Below are some examples of things your spouse might do:
Wanting to have sex when they want it, but not so much when you want it
Expecting you to pick up after them
Taking credit for your hard work
Getting upset when others treat their family better than yours
Favoring certain children over others in the family if they feel one child makes them look better
You feel unloved
When you first got together, you felt like the most amazing person in the world. However, as time went on and problems arose, your partner began to devalue and ignore you. This is a red flag that they're not who they made themselves out to be in the first place.
You likely were receiving love bombs in the beginning to get you hooked, but once you were married, those love bombs went away.
You Get the Silent Treatment
Your partner uses the silent treatment as a power play to control you. They'll withhold affection and
ignore your existence until they feel like being nice again, which is usually only when it will benefit them in some way (like getting what they want).
You might think that this behavior is normal or even "expected" of people who are married. However, the truth is that the silent treatment isn't part of a healthy, loving, and respectful relationship.
You're Stuck Financially
If there's one thing that narcissists know how to do well, it's to take advantage of their spouses financially. You might be paying for everything while your spouse can't hold down a job, or their job might be bringing in a lot of income but they're not letting you see any of it.
If this is the case, chances are that your spouse has been spending every last cent on themselves and isn't planning to share with you now or in the future.

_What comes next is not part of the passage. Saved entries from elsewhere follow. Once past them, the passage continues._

PR #5955, opened 2021-09-04
Bring configuration improvements from 2.4

AtariDreams:
No actual code changes or new features are made or added. Instead, the scripts have been modernized only with the configuration bug fixes ported over.

The generated scripts are functionally the same, just cleaned up and refactored.


michaelrsweet:
Understand, we *do not* make major changes to the configure script or build system in a patch release. These changes are fine for CUPS 2.4, but *not* for CUPS 2.3.x.

PR #5958, opened 2021-09-07
Clang-tidy fixes

AtariDreams:


cups/testsnmp.c
```diff
@@ -97,13 +97,10 @@ main(int  argc,				/* I - Number of command-line args */
...
 
-  if (!oid)
-  {
-    if (!show_oid(fd, community,  &(host->addr),
-                  walk ? ".1.3.6.1.2.1.43" :
-		         ".1.3.6.1.2.1.43.10.2.1.4.1.1", walk))
+  if (!oid && !show_oid(fd, community, &(host->addr),
+          walk ? ".1.3.6.1.2.1.43" :
+                  ".1.3.6.1.2.1.43.10.2.1.4.1.1", walk))
       return (1);
```
michaelrsweet, line 103: OK, but please fix the indentation.

doc/help/license.html
```diff
@@ -8,7 +8,7 @@
 
 <h1>Apache License</h1>
 
-<p>Version 2.0, January 2004<br></br>
+<p>Version 2.0, January 2004<br/>
```
michaelrsweet, line 11: Not XHTML, so `<br>` is the correct version.

filter/common.c
```diff
@@ -348,26 +348,23 @@ WriteLabelProlog(const char *label,	/* I - Page label */
...
   }
 
-  if (label)
-  {
-    if (classification[0])
-      printf(" - ");
+  if (classification[0])
+    printf(" - ");
 
    /*
```
michaelrsweet, line 354: Please fix the indentation.

filter/common.c
```diff
@@ -348,26 +348,23 @@ WriteLabelProlog(const char *label,	/* I - Page label */
...
 
-    for (ptr = label; *ptr; ptr ++)
-      if (*ptr < 32 || *ptr > 126)
-        printf("\\%03o", *ptr);
-      else
-      {
-	if (*ptr == '(' || *ptr == ')' || *ptr == '\\')
-	  putchar('\\');
+  for (ptr = label; *ptr; ptr++)
+    if (*ptr < 32 || *ptr > 126)
```
michaelrsweet, line 359: For consistency with the current coding guidelines, we now would put braces around each of these blocks. So braces for the `for` loop and for this `if` statement (don't need them for the nested `if` below because there are no compound statements).

tools/ippfind.c
```diff
@@ -336,18 +336,14 @@ main(int  argc,				/* I - Number of command-line args */
...
-            else
-              i ++;
-
-          if (i >= argc)
-          {
-            _cupsLangPrintf(stderr, _("ippfind: Expected semi-colon after %s."),
-                            "--exec");
-            show_usage();
-          }
+            {
```
michaelrsweet, line 341: This logic is different than the original code. We look for a semicolon argument, and show the error if we don't find one.

tools/ippfind.c
```diff
@@ -336,18 +336,14 @@ main(int  argc,				/* I - Number of command-line args */
                                argv + i)) == NULL)
             return (IPPFIND_EXIT_MEMORY);
 
-          while (i < argc)
+          do
```
michaelrsweet, line 339: Braces around the `do` statement please...

michaelrsweet (changes requested):
See comments.

tools/ippfind.c
AtariDreams: Fixed!

AtariDreams:
All issues fixed!

AtariDreams:
All changes finished!

cups/tls-gnutls.c
```diff
@@ -822,10 +822,10 @@ httpLoadCredentials(
 
     httpFreeCredentials(*credentials);
     *credentials = NULL;
+    return -1;
```
michaelrsweet, line 825: Won't this potentially leak "data"?

locale/po2strings.c
```diff
@@ -191,13 +191,11 @@ main(int  argc,				/* I - Number of command-line args */
             cupsFilePrintf(strings, "\"%s\" = \"%s\";\n", msgid, normalize_string((use_msgid || !*msgstr) ? msgid : msgstr, normalized, sizeof(normalized)));
 	}
 
-	if (msgid)
-	  free(msgid);
+  free(msgid);
```
michaelrsweet, line 194: Indentation?

locale/po2strings.c
```diff
@@ -251,14 +248,13 @@ main(int  argc,				/* I - Number of command-line args */
...
-        if (msgstr)
-          free(msgstr);
+       free(msgstr);
 
-	if ((msgstr = strdup(ptr)) == NULL)
-	{
-	  free(msgid);
-	  perror("Unable to allocate msgstr");
-	  return (1);
+       if ((msgstr = strdup(ptr)) == NULL)
```
michaelrsweet, line 253: Indentation?

scheduler/cups-driverd.cxx
```diff
@@ -2400,6 +2400,12 @@ load_ppds(const char *d,		/* I - Actual directory */
   */
 
   dinfoptr = (struct stat *)malloc(sizeof(struct stat));
+  if (!dinfoptr)
+  {
+    fputs("ERROR: [cups-driverd] Unable to allocate memory for directory info!\n",
```
michaelrsweet, line 2405: Don't need the exclamation mark - a period is fine here. Also, if we want to be consistent with some of the existing code you can do the assignment and test in the "if", e.g.:

```
if ((dinfoptr = ...) == NULL)
{
  fputs(...);
  exit(1);
}
```

scheduler/cups-driverd.cxx
```diff
@@ -2621,10 +2627,9 @@ load_ppds_dat(char   *filename,		/* I - Filename buffer */
       {
 	if ((ppd = (ppd_info_t *)calloc(1, sizeof(ppd_info_t))) == NULL)
 	{
-	  if (verbose)
-	    fputs("ERROR: [cups-driverd] Unable to allocate memory for PPD!\n",
-		  stderr);
-	  exit(1);
+    fputs("ERROR: [cups-driverd] Unable to allocate memory for PPD!\n",
```
michaelrsweet, line 2630: Check indentation, period instead of exclamation point.

tools/ippfind.c
```diff
@@ -336,18 +336,15 @@ main(int  argc,				/* I - Number of command-line args */
...
-          if (i >= argc)
+          do
           {
-            _cupsLangPrintf(stderr, _("ippfind: Expected semi-colon after %s."),
-                            "--exec");
-            show_usage();
-          }
+            if (strcmp(argv[i], ";"))
+            {
+              _cupsLangPrintf(stderr, _("ippfind: Expected semi-colon after %s."),
```
michaelrsweet, line 343: Again, we are looking for ";" in argv. You need to loop through the argument list and stop when you see it. If you don't see it, you show an error.

michaelrsweet (changes requested):
Thanks, lots of good stuff here!

See my comments. Mostly code style things but also a few places where the changes alter the logic or might cause a new issue.

backend/snmp.c
```diff
@@ -1050,21 +1045,19 @@ read_snmp_response(int fd)		/* I - SNMP socket file descriptor */
...
-	 /*
+          /*
 	  * Convert the ID to a make and model string...
 	  */
 
-	  backendGetMakeModel((char *)packet.object_value.string.bytes,
-	                      make_model, sizeof(make_model));
-	  if (device->make_and_model)
-	    free(device->make_and_model);
+          backendGetMakeModel((char *)packet.object_value.string.bytes,
```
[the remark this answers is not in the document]
AtariDreams: Had to fix that when I formatted the changed line

cups/http-support.c
```diff
@@ -1355,7 +1355,7 @@ _httpSetDigestAuthString(
     * Follow RFC 2617/7616...
     */
 
-    int		i;			/* Looping var */
+    unsigned		i;			/* Looping var */
```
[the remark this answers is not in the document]
AtariDreams: Not really... there is a reason why array sizes are NSUintegers

cups/tls-darwin.c
```diff
@@ -1808,7 +1808,7 @@ _httpTLSWrite(http_t     *http,		/* I - HTTP connection */
 	       const char *buf,		/* I - Buffer holding data */
 	       int        len)		/* I - Length of buffer */
 {
-  ssize_t	result;			/* Return value */
+  int	result;			      /* Return value */
```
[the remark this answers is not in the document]
AtariDreams: gnutls_record_send does, not the function this particular function calls does though

cups/tls-gnutls.c
AtariDreams: it behaves the exact same as before

tools/ippfind.c
AtariDreams: That's what this code does already?

AtariDreams:
All issues addressed @michaelrsweet

cgi-bin/help-index.c
```diff
@@ -686,17 +686,13 @@ help_delete_node(help_node_t *n)	/* I - Node */
   if (!n)
     return;
 
-  if (n->filename)
-    free(n->filename);
+  free(n->filename);
```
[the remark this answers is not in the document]
AtariDreams: Did!

cgi-bin/var.c
```diff
@@ -396,15 +397,15 @@ cgiSetArray(const char *name,		/* I - Name of variable */
       var->values  = temp;
     }
 
-    if (element >= var->nvalues)
+    if (element < var->nvalues)
+      free((char *)var->values[element]);
```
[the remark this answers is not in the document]
AtariDreams: Did!

AtariDreams:
That's all the changes I wanted to make. Thank you so much!

michaelrsweet (changes requested):
Can't take the changes that remove "& 255" for sure - those were in a separate PR and I've explained why they can't go away.

AtariDreams:
@michaelrsweet ONLY the ones that call the c standard functions for chars, as they were not meant to have the input done with & 255. Everything else I left

michaelrsweet:
@AtariDreams The definition of the ctype macros allows for the value -1 (`EOF` constant) and character values from 0 to 255 (the range of a typical unsigned char with 8-bit bytes).

The `char` data type is (explicitly per the C standards going back to K&R) undefined WRT signedness. The default on some platforms is signed char, and others unsigned char. If char is unsigned, then the "& 255" is not needed. But if char is signed, these ctype macros blow up spectacularly when confronted with UTF-8 text.

Our options are:

1. Keep the "& 255"
2. Write new versions of the macros that explicitly ignore values outside the range of 0 to 127 (although that will have some side-effects for some 8-bit charsets that the ctype macros might otherwise support)
3. Write new versions of the macros that are UTF-8 aware and take a pointer instead of an integer

Given that Apple CUPS is strictly in maintenance mode, I choose option 1.

PR #5962, opened 2021-09-15
Clang tidy 2.0

AtariDreams:
This time, the focus of this fix is on abuse of & 255, especially used in place of casting to unsigned char.

Not to mention, the clib functions for characters already handle the sign extension of chars passed to it.

Finally, I added function header ifdefs.


michaelrsweet:
See my comments on the OpenPrinting CUPS PR you filed. Not getting applied on Apple CUPS...

PR #5972, opened 2021-09-27
fix _cupsGet1284Values

AtariDreams:
Synced from upstream

### DIFF
--- a/cups/options.c
+++ b/cups/options.c
@@ -495,36 +495,30 @@ cupsRemoveOption(
   * Range check input...
   */
 
-  if (!name || num_options < 1 || !options)
-  {
-    DEBUG_printf(("3cupsRemoveOption: Returning %d", num_options));
-    return (num_options);
-  }
-
- /*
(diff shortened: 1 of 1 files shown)


cups/options.c
```diff
@@ -495,36 +495,30 @@ cupsRemoveOption(
...
- /*
-  * Loop for the option...
-  */
-
-  for (i = num_options, option = *options; i > 0; i --, option ++)
-    if (!_cups_strcasecmp(name, option->name))
-      break;
-
-  if (i)
+  if (name && num_options > 0 && options)
```
michaelrsweet, line 498: This is not part of the original 1284 fix...

michaelrsweet (changes requested):
You've included a bunch of additional changes of your own, not just the original fix for `_cupsGet1284Values`.

michaelrsweet:
Pushed the changes (and ONLY the changes) from OpenPrinting CUPS myself.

You Can't Rely on Your Spouse
When they make promises, you never know if they're going to keep them. Narcissists are notorious for making promises and then breaking them when it's convenient. You don't feel as though you have a partner you can rely on, and you find yourself having to do everything yourself.
You've Asked, They Won't Change
Narcissists aren't willing to change because this would mean admitting something is wrong within themselves—and narcissists never admit such things. On the other hand, some will proudly admit that they are narcissists, but claim that everyone else is the problem.
If your spouse isn't willing to change their behavior this could be a sign that you're married to a narcissist.
In the end, if your partner is emotionally abusive and unwilling to change their behavior, it's time for you to reconsider the relationship. Everyone has the potential to be self-centered from time to time; however, the narcissist seems incapable of operating in any other manner. If you feel like your spouse is a narcissist, it may be helpful to seek therapy or outside support. Being in a relationship with a narcissist can have significant and long-lasting effects on your mental health and it's important to have a support system in place if you choose to leave the marriage.